An alternative path may be to revamp an
old idea that was floated around last summer in
various meetings. The idea, termed "freeze for
freeze", would require both sides to freeze their
activities from further advancement, but not
require that these activities to be halted. This
would enable talks to begin while evading the
suspension requirement, yet still prevent both
sides from enhancing their positions by creating
new facts on the ground.
Under this idea,
Iran would continue its current nuclear
activities, but it would be prohibited from
expanding the program or adding new centrifuges.
That is, Iran would freeze its program, not
suspend it. The upside for the West is that a
freeze would in essence delay the Iranian program
and provide the US and EU with much-needed time.

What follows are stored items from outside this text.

PR #3842, opened 2022-03-09
bumping blst to v0.2.4

### LINKED ISSUE #3692: Docker containers on Docker Hub for x64, arm64, and with a single multi-arch manifest that contains both

dadepo:
**Motivation**

Upgrades the blst dependency to the latest verstion (v0.2.4)

Closes #3692

### DIFF
--- a/packages/lodestar/test/e2e/chain/bls/multithread.test.ts
+++ b/packages/lodestar/test/e2e/chain/bls/multithread.test.ts
@@ -88,7 +88,7 @@ describe("chain / bls / multithread queue", function () {
       isValidPromiseArr.push(pool.verifySignatureSets(sets, {batchable: true}));
     }
 
-    await expect(isInvalidPromise).to.rejectedWith("BLST_ERROR");
+    await expect(isInvalidPromise).to.rejectedWith("BLST_INVALID_SIZE");
 
     const isValidArr = await Promise.all(isValidPromiseArr);
     for (const [i, isValid] of isValidArr.entries()) {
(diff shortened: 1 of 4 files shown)


packages/lodestar/test/e2e/chain/bls/multithread.test.ts
```diff
@@ -88,7 +88,7 @@ describe("chain / bls / multithread queue", function () {
       isValidPromiseArr.push(pool.verifySignatureSets(sets, {batchable: true}));
     }
 
-    await expect(isInvalidPromise).to.rejectedWith("BLST_ERROR");
+    await expect(isInvalidPromise).to.rejectedWith("BLST_INVALID_SIZE");
```
dadepo, line 91: The test was failing because the error is now `BLST_INVALID_SIZE`. 

The test is supposed to assert that _If the first signature is invalid it should not make the rest throw_ which is still true, but I am not sure if the change in the error is a sign of something else being wrong. Any thoughts?

wemeetagain: Not sure how the test was passing before, I believe the `signature` on L84 should be 96 bytes...
So there is an "invalid size" present.

dadepo: Ok. I take that to mean that the upgrade somewhat made the error more specific. Which is not a bad thing...

wemeetagain (approved):

dapplion (approved):

dapplion:
After merging this please attempt to run a full Lodestar client in arm

PR #3844, opened 2022-03-10
Kiln testnet config

g11tech:
**Motivation**
Kiln testnet is due for launch and configs are out!

This PR adds Kiln public testnet configuration in lodestar 
- [x] standalone lodestar config via `./lodestar --network kiln ...`, needs to be paired with a corresponding Kiln testnet complaint EL 
- [x] "single command merge test" script update: now run 
  ```
  cd kiln/devnets
  ./setup.sh --dataDir kiln-data --elClient nethermind --devnetVars ./kiln.vars --dockerWithSudo --withTerminal "gnome-terminal --disable-factory --"
  ```
  change `--elClient nethermind` to `--elClient geth` to run with geth instead!
**Description**


dapplion (approved):
Let's goooo

PR #3854, opened 2022-03-13
Added retry mechanism in executionEngine for executePayload

### LINKED ISSUE #3567: Add retry mechanism in executionEngine for executePayload
Add retry for following scenarios

- Execution Engine is unavailable
  -  Explore all unavailability scenarios and the behavior of the json rpc client we are using
 - Execution Engine errors: Sometimes EL can give internal errors because of the software issues for e.g. nethermind sometimes give internal errors on some concurrency race conditions. Without explicit handling the error basis the error message, a basic retry (like 3 retires) could be done to see if EL can recover.

Basically there are 3 fundamental apis: new payload (retry needed), forkchoice updated (no retry needed without payloadattributes as it tells the EL where out head is, so in 12 seconds it will be called again so no worries, but with payload attributes max tries 3 within 1-2 second interval), and engine_getPayloadV1 again 3 tries with 2 sec interval.

Conclusion: In other to keep things simple, have _3 retries within 1-2 second interval_ for all the endpoints that needs to be retried.

Also add metrics for:

- histogram of retry attempts per call
- histogram of overall requests times to EL

dadepo:
**Motivation**

Adding retries when CL calls EL

Closes #3567


packages/cli/src/options/beaconNodeOptions/execution.ts
```diff
@@ -5,13 +5,17 @@ import {ICliCommandOptions, extractJwtHexSecret} from "../../util";
 export type ExecutionEngineArgs = {
   "execution.urls": string[];
   "execution.timeout": number;
+  "retry.attempts": number;
```
g11tech: I think it would be better if we prefix the name space here, `execution.retryAttempts`, `execution.retryDelay`

packages/cli/src/options/beaconNodeOptions/execution.ts
```diff
@@ -41,4 +45,20 @@ export const options: ICliCommandOptions<ExecutionEngineArgs> = {
...
+  "retry.attempts": {
+    description: "Number of retry attempts when calling execution engine API",
+    type: "number",
+    defaultDescription:
+      defaultOptions.executionEngine.mode === "http" ? String(defaultOptions.executionEngine.retryAttempts) : "1",
+    group: "execution",
+  },
+
+  "retry.delay": {
+    description: "Delay time between retries when retrying calls to the execution engine API",
```
g11tech: "Delay time in ms..." would be a bit more precise

packages/cli/src/options/beaconNodeOptions/execution.ts
```diff
@@ -41,4 +45,20 @@ export const options: ICliCommandOptions<ExecutionEngineArgs> = {
...
+    type: "number",
+    defaultDescription:
+      defaultOptions.executionEngine.mode === "http" ? String(defaultOptions.executionEngine.retryDelay) : "0",
```
g11tech, line 58: do we really need to tailor make it for http? even if there is for example a non http mode ever (like ws) this would stay the same i believe.

packages/lodestar/src/executionEngine/http.ts
```diff
@@ -96,20 +105,29 @@ export class ExecutionEngineHttp implements IExecutionEngine {
...
-        if (e instanceof HttpRpcError || e instanceof ErrorJsonRpcResponse) {
-          return {status: ExecutePayloadStatus.ELERROR, latestValidHash: null, validationError: e.message};
-        } else {
-          return {status: ExecutePayloadStatus.UNAVAILABLE, latestValidHash: null, validationError: e.message};
-        }
-      });
+    const {status, latestValidHash, validationError} = await retry(
+      async (attempt) => {
+        return await this.rpc
+          .fetch<EngineApiRpcReturnTypes[typeof method], EngineApiRpcParamTypes[typeof method]>({
```
g11tech: just thinking aloud, would it be better if we push retry logic in the jsonrpc class? then this would be something like this.rpc.fetchWithRetries, also apart from number of attempts, it would be more flexible if we can pass a callback which takes an error to determine if the error is retry worth or not.

packages/lodestar/test/unit/executionEngine/http.test.ts
```diff
@@ -18,72 +21,90 @@ describe("ExecutionEngine / http", () => {
...
-      reqJsonRpcPayload = req.body;
-      delete (reqJsonRpcPayload as {id?: number}).id;
-      return returnValue;
+      if (errorResponsesBeforeSuccess === 0) {
+        reqJsonRpcPayload = req.body;
+        delete (reqJsonRpcPayload as {id?: number}).id;
+        return returnValue;
+      } else {
+        --errorResponsesBeforeSuccess;
+        throw Error(`Will succeed after ${errorResponsesBeforeSuccess} more attempts`);
```
g11tech: if we have fetchWithRetries as part of jsonrpc class, can we add retries test as separate file? just to test retry logic and not mix it up with the execution specs.

packages/cli/src/options/beaconNodeOptions/execution.ts
dadepo: This was done so as to make it uniform with already existing `execution.urls` and `execution.timeout` options which are tailor made for http.

dapplion: I would just do
```
defaultDescription: String(defaultOptions.executionEngine.retryDelay)
```

packages/lodestar/src/executionEngine/http.ts
```diff
@@ -97,13 +105,19 @@ export class ExecutionEngineHttp implements IExecutionEngine {
...
+        {
+          retryAttempts: this.retryAttempts,
+          retryDelay: this.retryDelay,
+        }
+      )
       // If there are errors by EL like connection refused, internal error, they need to be
-      // treated seperate from being INVALID. For now, just pass the error upstream.
-      .catch((e: Error): EngineApiRpcReturnTypes[typeof method] => {
+      // treated separate from being INVALID. For now, just pass the error upstream.
+      .catch(async (e: Error) => {
```
dapplion: I'm not sure if that's allowed, Can a catch callback handle rejects without causing an unhandled promise?

packages/lodestar/src/executionEngine/http.ts
```diff
@@ -261,13 +285,19 @@ export class ExecutionEngineHttp implements IExecutionEngine {
...
+    >(
+      {
+        method,
+        params: [payloadId],
+      },
+      {
+        retryAttempts: this.retryAttempts,
+        retryDelay: this.retryDelay,
+      }
+    );
```
dapplion: Here it would be very important to track retry behaviour. Meaning adding metrics for:
- histogram of retry attempts per call
- histogram of overall requests times to EL

So to de-duplicate code you can add a private method `fetchEl` that handles metrics and calls `fetchWithRetries`. You can even move the logic in `fetchWithRetries` to here since no-one else is using it.

packages/lodestar/src/eth1/provider/jsonRpcHttpClient.ts
```diff
@@ -75,6 +77,23 @@ export class JsonRpcHttpClient implements IJsonRpcHttpClient {
...
+      async (_attempt) => {
+        return await this.fetchJson({jsonrpc: "2.0", id: this.id++, ...payload}, opts);
+      },
+      {
+        retries: opts?.retryAttempts ?? 1,
+        retryDelay: opts?.retryDelay ?? 0,
+        shouldRetry: opts?.shouldRetry,
+      }
+    );
+    return parseRpcResponse(res, payload);
```
dapplion: The should retry logic here should be based exclusively in networking errors. You only want to retry when the EL is unavailable. Here it's a bit tough because the underlying httpclient can change. So you should add a lot of unit (or e2e) tests that spin up a real server and try different things like:
- bad URL
- bad port
- NGINX rejects to forward
- etc

And ensure that only those are retried. Otherwise you can try to guess when a response is actually from an EL client, and don't retry only when you know the error is an "app layer" EL error

dapplion (changes requested):

packages/lodestar/test/unit/executionEngine/httpRetry.test.ts
```diff
@@ -0,0 +1,282 @@
...
+      controller.signal
+    );
+  });
+
+  describe("getPayload", async () => {
+    it("getPayload with retry", async function () {
+      this.timeout("10 min");
+      /**
+       * curl -X POST -H "Content-Type: application/json" --data '{"jsonrpc":"2.0","method":"engine_getPayload","params":["0x0"],"id":67}' http://localhost:8545
+       */
```
g11tech: you don't need to rewrite all the execution api cases, as it will be difficult to maintain/update any changes in two places, rather just test out `fetchWithRetries` functionality exhaustively against any hypothetical request response (in the same way its happening here) basically write its test cases independentaly of the execution api logic

packages/lodestar/src/eth1/provider/jsonRpcHttpClient.ts
dadepo: > The should retry logic here should be based exclusively in networking errors. You only want to retry when the EL is unavailable

I believe this the case already. Line 94 (`parseRpcResponse`) would only be reached if the call returns 200, and  `parseRpcResponse` parses that and throws `ErrorJsonRpcResponse`. If the call fails for any other reason (if response is not ok, ie network errors) that is only when the request is retried. 

> So you should add a lot of unit (or e2e) tests that spin up a real server 

I'll add these

packages/lodestar/test/unit/executionEngine/httpRetry.test.ts
dadepo: What do you say to removing the tests as you suggested but leaving just:
 
- `notifyForkchoiceUpdate no retry when no pay load attributes` and 
- `notifyForkchoiceUpdate with retry when pay load attributes` tests? 

as this are specific to how the node calls the EL, and when those calls should be retried or not.

g11tech: ok, lets leave it at that, no need to remove :+1:

packages/lodestar/src/executionEngine/http.ts
dapplion: bump

docker/grafana/datasource.local.yml
```diff
@@ -4,6 +4,6 @@ datasources:
   - name: Prometheus
     type: prometheus
     access: proxy
-    url: http://localhost:9090
+    url: http://host.docker.internal:9090
```
dapplion: Why is localhost:9090 not reachable in MacOS?

dadepo: I think that has to do with the fact that docker on MacOS does not have access to the host directly and it sits on top of a linux vm. Which makes it impossible to use `localhost` to refer to the actual host.

dapplion: Then I would move this changes to another PR to keep this one in scope to `dadepo/retry-el-executepayload`

dadepo: This changes was made due to the request to add metrics to the retry mechanism. Since it makes it easier to see the metrics via the Prometheus/Grafana setup locally, instead of having to first push and run on a linux server. 

But I can move it to a separate PR as you suggested and just use the /metrics endpoint exposed by the node

packages/lodestar/src/executionEngine/http.ts
dadepo: > You can even move the logic in fetchWithRetries to here since no-one else is using it.

I decided to leave `fetchWithRetries` as is, because as mentioned by @g11tech [here](https://github.com/ChainSafe/lodestar/pull/3854#pullrequestreview-908101788) it makes it easier to test the retry mechanism separately.

@dapplion can you help clarify what you meant by `histogram of retry attempts per call`? I interpreted that to mean another histogram that captures the duration for each retry, while @g11tech interpreted that to mean a counter to try each request. 

Also I was wondering, this suggestion only focuses on adding metrics to retries to done in `executionEngine/http`, while there are other places the `JsonRpcHttpClient` is used, for example in `eth1Provider.ts`. Would it be an idea to move metrics tracking totally into `JsonRpcHttpClient`?  Then every client who uses  `JsonRpcHttpClient` do not need to have metrics separate, it would be generated automatically from using `JsonRpcHttpClient` to make requests.

If yes, then I can do that as another PR. Let me know what you think

g11tech:
@dadepo @dapplion doing a bit of refac, moving metrics inside jsonrpc, adding dashboard, hopefully things will become cleaner and abstracted out from execution engine view point!

packages/lodestar/src/executionEngine/http.ts
```diff
@@ -113,6 +126,9 @@ export class ExecutionEngineHttp implements IExecutionEngine {
         {
           retryAttempts: this.retryAttempts,
           retryDelay: this.retryDelay,
+          onEachRetryFn: () => {
+            this?.metrics?.executionEngineRequestCount.inc({method});
```
dapplion: this can be undefined?

packages/lodestar/src/executionEngine/http.ts
dapplion: Actually might be good idea to add metrics to JsonRpcHttpClient. eth1 calls to not the execution engine should have metrics too

dapplion: Actually might be good idea to add metrics to JsonRpcHttpClient. eth1 calls to not the execution engine should have metrics too

packages/lodestar/src/executionEngine/http.ts
g11tech: I am removing this because i am moving metrics inside json rpc, also intend is to capture the retry count, not the total count

g11tech:
grafana dashboard cc: @dadepo @dapplion :
image

packages/cli/src/options/beaconNodeOptions/execution.ts
g11tech: i think typescript isn't happy otherwise, mixes it up with mock options, so i guess this is alright!

dadepo:
> grafana dashboard cc: @dadepo @dapplion : image

Graph looks good. Just noticed that `engine_getPayloadV1` is missing from the screenshot. Is it because it is actually missing or it was not just part of the screenshoot

g11tech:
> > grafana dashboard cc: @dadepo @dapplion : image
> 
> Graph looks good. Just noticed that `engine_getPayloadV1` is missing from the screenshot. Is it because it is actually missing or it was not just part of the screenshoot

That method is called when the validator builds and proposes, this is just from my local setup without validator on the kiln network

g11tech (dismissed):

dadepo:
> @dadepo @dapplion doing a bit of refac, moving metrics inside jsonrpc, adding dashboard, hopefully things will become cleaner and abstracted out from execution engine view point!

Hi @dapplion. Is this PR fine by you and can be merged? Or there are things you still will like improved?

packages/lodestar/src/util/retry.ts
```diff
@@ -28,7 +28,7 @@ export async function retry<A>(fn: (attempt: number) => A | Promise<A>, opts?: I
   const shouldRetry = opts?.shouldRetry;
 
   let lastError: Error = Error("RetryError");
-  for (let i = 1; i <= maxRetries; i++) {
+  for (let i = 0; i < maxRetries; i++) {
```
dapplion: Warning! This change can break all existing usages of retry downstream! Please review carefully

dapplion (changes requested):

dapplion:
> Hi @dapplion. Is this PR fine by you and can be merged? Or there are things you still will like improved?

Overall looks good! Some changes I've done
- merged the metrics definitions into lodestar file, no need to keep them separate
- de-duplicate test code

Check the issue with [packages/lodestar/src/util/retry.ts](https://github.com/ChainSafe/lodestar/pull/3854/files/52d8600b224e7017c4d73d3e8cd0889aea0918bb#diff-7100b73f62366510d2e962dd00fc207a53a4ac300e5463e10baec29a5537f8e7) changes and should be good to go.

If I've broken the tests please I appreciate if you can review them :pray:

packages/lodestar/src/util/retry.ts
dadepo: Hi @g11tech can you help look into this? Given you made the modifications, it is probably faster to share any insights you had explaining the reason for the change. As far as I can see, everything still looks fine.

g11tech: hey @dadepo  I think i did it to not count first attempt as retry, you can revert it and may be correct a test that might fail because of retry comparison.

wemeetagain (approved):
LGTM

PR #3858, opened 2022-03-16
Bump to new gossipsub

dapplion:
**Motivation**

Adds https://github.com/ChainSafe/js-libp2p-gossipsub/pull/206 to Lodestar

**Description**

TBD


twoeths:
The test in hetzner-test0 has been good:
+ Most gossip peer scores are positive
Screen Shot 2022-03-31 at 10 47 35

+ It helps us get a very stable mesh peers
Screen Shot 2022-03-31 at 10 48 42

+ Validator monitor metrics are almost the same: balance delta, missed attestations ratio

+ Gossip validation time is slightly increased  but it does not affect the gossip score

+ Gossip block processed time is slightly increased, however "till received" is slightly better so overall "till processed" is the same

Some down side monitored on contabo nodes: the better gossip scores we have, the more mesh peers we have and the more gossip messages we receive and it causes performance issue (since messages have to get thru a lot of middle libraries before it reaches lodestar). So contabo can run stably only if:
+ We tweak gossipsub Dhi, D, Dlo to be 4, 3, 2 (default is 12, 8 , 6) (as in contabo-20)
+ Or we reduce connected validators in order to join less subnet topics, if connected validators is 20 it works fine, but with 30 validators it does not (as in contabo-19)

dapplion:
> and it causes performance issue (since messages have to get thru a lot of middle libraries before it reaches lodestar)

Can you post a CPU profile and detail where are the bottlenecks exactly?

packages/lodestar/src/network/gossip/gossipsub.ts
```diff
@@ -113,6 +113,7 @@ export class Eth2Gossipsub extends Gossipsub {
       dataTransform: new DataTransformSnappy(gossipTopicCache),
       metricsRegister: modules.metrics ? ((modules.metrics.register as unknown) as MetricsRegister) : null,
       metricsTopicStrToLabel: modules.metrics ? getMetricsTopicStrToLabel(modules.config) : undefined,
+      asyncValidation: true,
```
dapplion, line 117: Oh lol

twoeths:
> > and it causes performance issue (since messages have to get thru a lot of middle libraries before it reaches lodestar)
> 
> Can you post a CPU profile and detail where are the bottlenecks exactly?

with latest update, our contabo node can handle default gossipsub params (D params of 6, 8, 12) and 50 validators

twoeths (approved):

PR #3859, opened 2022-03-16
Cleanup test nodes on success and error

dapplion:
**Motivation**

e2e or sim tests that run nodes are not cleaning up properly.

current code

Western powers, on the other hand, would
not have to roll back the UN sanctions against
Iran - a step that Washington seems to appreciate,
mindful of the difficulties it faced in getting
the Security Council to impose them in the first
place. By keeping the sanctions intact, the US
would avoid a scenario in which Russia and China
would resist efforts to reimpose sanctions after a
failed negotiations attempt.
The "freeze
for freeze" concept would, however, prohibit
Washington from seeking to enhance the sanctions
regime during the negotiations. Much like the
Iranian program, the Security Council track would
be frozen, but not suspended.
Political
support for this concept remains weak, but as all
sides start to feel the pain of the continuation
of the current stalemate, the idea may pick up
steam and provide the parties with a face-saving
way out of the current lose-lose game.
Dr Trita Parsi is the author of
Treacherous Alliances: The Secret Dealings of
Israel, Iran and the United States (Yale
University Press, 2007). He is also president of
the National Iranian American Council.